PR #3197, opened 2019-11-18
Prevent Citus extension becoming distributed object

onderkalaci:
Because that could complicate the role management. There could be some
other edge cases, so I'd prefer to keep Citus extension outside the picture for now.

DESCRIPTION: Prevent Citus extension becoming distributed object


onderkalaci:
The patch coverage is low, because we'll trigger this case with #3185

src/backend/distributed/commands/dependencies.c
```diff
@@ -67,7 +67,19 @@ EnsureDependenciesExistsOnAllNodes(const ObjectAddress *target)
...
 		ObjectAddress *dependency = (ObjectAddress *) lfirst(dependencyCell);
-		List *dependencyCommands = GetDependencyCreateDDLCommands(dependency);
+		List *dependencyCommands = NIL;
+
+		if (CitusExtensionObject(dependency))
+		{
+			/*
+			 * We currently do not prefer to mark Citus extension as distributed
+			 * because it could prevent some use use-cases like upgrading the
+			 * coordinator before the workers.
```
marcocitus: note that upgrading the coordinator before the workers is never supported

src/backend/distributed/metadata/distobject.c
```diff
@@ -141,6 +148,16 @@ MarkObjectDistributed(const ObjectAddress *distAddress)
 	char *insertQuery = "INSERT INTO citus.pg_dist_object (classid, objid, objsubid) "
 						"VALUES ($1, $2, $3) ON CONFLICT DO NOTHING";
 
+	if (CitusExtensionObject(distAddress))
```
marcocitus: I wouldn't expect this behaviour in this function. Can we move the check to `EnsureDependenciesExistsOnAllNodes`?

thanodnl:
Good catch. I missed that citus distributed tables will end up depending on citus!

I think I would prefer to not 'follow' the citus extension during recursing of `pg_depend`.  This will solve the problem at the root. Besides that I would suggest to keep the current checks in there, although it should be dead code. Having the citus extension as a distributed object for now does create a lot of complications.

onderkalaci:
> I think I would prefer to not 'follow' the citus extension during recursing of pg_depend. This will solve the problem at the root. 

I considered that, but do we really want to stop traversing the dependencies when we see the Citus extension? Can't we have objects that depend on Citus, but becomes distributed objects?

Should we maybe add this check in "apply" @thanodnl ?

thanodnl:
> Can't we have objects that depend on Citus, but becomes distributed objects?

Those objects can still become distributed. In the suggestion above we would stop the traversal when we already reached the citus extension, causing the extension and all its dependencies not to be traversed. If a user's object depends on a common dependency with citus those objects would still be found and distributed if required.

Terminating the traversal via a `false` returned from the `follow` function makes it so the citus extension will never show in a list of dependencies of anything.

onderkalaci:
> causing the extension and all its dependencies not to be traversed

Yes, that's what I was considering. Say,  as a user, you create a type or function, which depends on Citus extension. If we do not "follow" citus,  wouldn't we ignore the type/function as a distributed objects?

I'm OK with moving the check to "follow", just wanted to make sure that you've considered the above as well.

(And, remember that, in  any case we rely on the fact that the Citus extension to already exists on the workers, that's why "apply" sounds OK to me)

src/backend/distributed/metadata/dependency.c
```diff
@@ -635,6 +635,10 @@ ApplyAddToDependencyList(ObjectAddressCollector *collector, Form_pg_depend pg_de
 	{
 		return;
 	}
+	else if (CitusExtensionObject(&address))
```
thanodnl: When in the `apply` function it will still resolve any dependencies the Citus extension might have which is undesirable here.

PR #3204, opened 2019-11-19
Rely on original query for intermediate result pruning

onderkalaci:
Basically, on every successful distributed plan creation, make sure
to record the subPlans used in the plan, by checking the originalQuery.

### DIFF
--- a/src/backend/distributed/planner/distributed_planner.c
+++ b/src/backend/distributed/planner/distributed_planner.c
@@ -26,6 +26,7 @@
 #include "distributed/metadata_cache.h"
 #include "distributed/multi_executor.h"
 #include "distributed/distributed_planner.h"
+#include "distributed/query_pushdown_planning.h"
 #include "distributed/multi_logical_optimizer.h"
 #include "distributed/multi_logical_planner.h"
 #include "distributed/multi_partitioning_utils.h"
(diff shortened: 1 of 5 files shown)


src/backend/distributed/planner/distributed_planner.c
```diff
@@ -810,13 +817,43 @@ CreateDistributedPlan(uint64 planId, Query *originalQuery, Query *query, ParamLi
...
+/*
+ * RecordSubPlansUsedInPlan gets a distributed plan a queryTree, and
+ * updates the usedSubPlanNodeList of the distributed plan.
+ *
+ * The function simply pulls all the subPlans that are used in the queryTree
+ * with one exception: subPlans in the HAVING clause. The reason is explained
+ * in the function.
+ */
+static void
+RecordSubPlansUsedInPlan(DistributedPlan *plan, Query *queryTree)
```
marcocitus: maybe preserve `originalQuery` for consistency, since `queryTree` sometimes refers to the rewritten query.

src/backend/distributed/planner/distributed_planner.c
```diff
@@ -779,6 +784,8 @@ CreateDistributedPlan(uint64 planId, Query *originalQuery, Query *query, ParamLi
 	 */
 	if (IsModifyCommand(originalQuery))
 	{
+		RecordSubPlansUsedInPlan(distributedPlan, originalQuery);
```
marcocitus: Maybe create a wrapper called `FinalizeDistributedPlan` that just calls this function. This is mainly to make it easier to understand what's going on here and that for instance, the call to `RecordSubPlansUsedInPlan` is not related to `IsModifyCommand`.

PR #3207, opened 2019-11-19
Fix potential segfault from standard_planner inlining functions

serprex:
Calling `GetRTEIdentity` on a `RangeTblEntry` which was added midway through `distributed_planner` segfaults, as we collect a list of `RangeTblEntry`s at the very beginning of `distributed_planner`

This could happen if `standard_planner` inlined a function call to something like `SELECT * FROM table`, since we function definitions aren't part of the initial query tree

### DIFF
--- a/src/backend/distributed/planner/distributed_planner.c
+++ b/src/backend/distributed/planner/distributed_planner.c
@@ -80,7 +80,7 @@ static void RecordSubPlansUsedInPlan(DistributedPlan *plan, Query *originalQuery
 static DeferredErrorMessage * DeferErrorIfPartitionTableNotSingleReplicated(Oid
 																			relationId);
 
-static void AssignRTEIdentities(List *rangeTableList);
+static int AssignRTEIdentities(List *rangeTableList, int rteIdCounter);
 static void AssignRTEIdentity(RangeTblEntry *rangeTableEntry, int rteIdentifier);
 static void AdjustPartitioningForDistributedPlanning(List *rangeTableList,
 													 bool setPartitionedTablesInherited);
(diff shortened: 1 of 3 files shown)


pykello:
@serprex Can you update the description with an example of a query that caused the crashed, and what was the backtrace for the crash, and what was the reason for crash?

src/backend/distributed/planner/distributed_planner.c
```diff
@@ -112,6 +112,7 @@ distributed_planner(Query *parse, int cursorOptions, ParamListInfo boundParams)
 	PlannerRestrictionContext *plannerRestrictionContext = NULL;
 	bool setPartitionedTablesInherited = false;
 	List *rangeTableList = ExtractRangeTableEntryList(parse);
+	int rteIdentifier = 1;
```
pykello: Maybe `rteIdCounter`

src/test/regress/expected/multi_subquery_union.out
```diff
@@ -1237,5 +1237,14 @@ ORDER BY types;
...
 (4 rows)
 
+-- Previously this produced a segfault from standard_planner introducing a subquery after we'd called AssignRTEIdentities
+CREATE OR REPLACE FUNCTION users_udf()
+RETURNS TABLE(user_id int)
+AS $$SELECT user_id FROM users_reference_table;$$
+LANGUAGE sql stable;
+SELECT user_id FROM users_table
+UNION SELECT u.user_id FROM users_table, users_udf() u;
+ERROR:  cannot perform distributed planning on this query because parameterized queries for SQL functions referencing distributed tables are not supported
```
marcocitus: Why do we hit this error?

serprex: `distributed_planner` ends up being called on `SELECT user_id FROM public.users_udf() u(user_id)` while planning this query

PR #3211, opened 2019-11-20
Implement support for RECORD[] where we support RECORD

serprex:
DESCRIPTION: Support `RECORD[]` columns in queries where we support `RECORD`

TODO:
- [x] test `RECORD[]` being returned by function *(sql & plpgsql functions cannot return `RECORD[]`)*
- [x] test multidimensional/nested array

Future PR can address: *(started a branch, `support-more-record-expressions`)*
- support other expression types are not covered by `FuncExpr`/`RowExpr`/`ArrayExpr`
  - `OpExpr` & `NullIfExpr` *(the latter for `NULLIF((1,2),(3,4))`)*
  - `FuncExpr` or `OpExpr` with function whose return type is `ANYELEMENT`
  - `CoalesceExpr`, `MinMaxExpr`, `CaseExpr`

### DIFF
--- a/src/backend/distributed/planner/distributed_planner.c
+++ b/src/backend/distributed/planner/distributed_planner.c
@@ -1169,7 +1169,7 @@ FinalizeRouterPlan(PlannedStmt *localPlan, CustomScan *customScan)
 		/* build target entry pointing to remote scan range table entry */
 		Var *newVar = makeVarFromTargetEntry(customScanRangeTableIndex, targetEntry);
 
-		if (newVar->vartype == RECORDOID)
+		if (newVar->vartype == RECORDOID || newVar->vartype == RECORDARRAYOID)
 		{
 			/*
 			 * Add the anonymous composite type to the type cache and store
@@ -1263,7 +1263,7 @@ BlessRecordExpression(Expr *expr)
 			Oid rowArgTypeId = exprType(rowArg);
 			int rowArgTypeMod = exprTypmod(rowArg);
 
-			if (rowArgTypeId == RECORDOID)
+			if (rowArgTypeId == RECORDOID || rowArgTypeId == RECORDARRAYOID)
 			{
 				/* ensure nested rows are blessed as well */
 				rowArgTypeMod = BlessRecordExpression((Expr *) rowArg);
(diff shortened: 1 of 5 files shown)


src/test/regress/sql/row_types.sql
```diff
@@ -29,13 +29,15 @@ INSERT INTO test VALUES (1,2), (1,3), (2,2), (2,3);
 -- multi-shard queries support row types
 SELECT (x,y) FROM test ORDER BY x, y;
 SELECT (x,y) FROM test GROUP BY x, y ORDER BY x, y;
+SELECT ARRAY[(x,(y,x)),(y,(x,y))] FROM test ORDER BY x, y;
```
onderkalaci:
```SQL
 SELECT ARRAY[(x,(y,x)),(y,(x,y),x)] FROM test WHERE x != 2 ORDER BY x, y;
```

The following query works fine on Postgres, but  fails on this patch with Citus.  Can we make it work?

Also, what about ARRAY's inside ARRAY, such as ` ARRAY[ARRAY[(x,(y,x)), (x,(y,x))],ARRAY[(y,(x,y))]]`, do they work with this patch?

serprex: Nested arrays work, will include test case. I was not aware that arrays could have varying shapes for RECORDs, will look into further

serprex: Don't believe arrays with varying RECORD shape can be supported. `array_in` expects all its elements to take the same typmod as it has

src/backend/distributed/planner/distributed_planner.c
```diff
@@ -1281,6 +1281,32 @@ BlessRecordExpression(Expr *expr)
...
+			Node *elemArg = (Node *) lfirst(elemCell);
+			int32 arrayTypeMod = BlessRecordExpression((Expr *) elemArg);
+
+			if (typeMod == -1)
+			{
+				typeMod = arrayTypeMod;
+			}
+			else if (arrayTypeMod != typeMod)
+			{
+				return -1;
```
marcocitus: Could use a comment.

serprex:
Issue: we currently reject `ARRAY[(x,y),NULL]`. Will be fixed in next `RECORD` PR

|---|

PROBLEM TO SOLVE: Only lines with the word "like" count here; copy every one from the records.

ANSWER TO THIS TASK:
+			 * because it could prevent some use use-cases like upgrading the
This could happen if `standard_planner` inlined a function call to something like `SELECT * FROM table`, since we function definitions aren't part of the initial query tree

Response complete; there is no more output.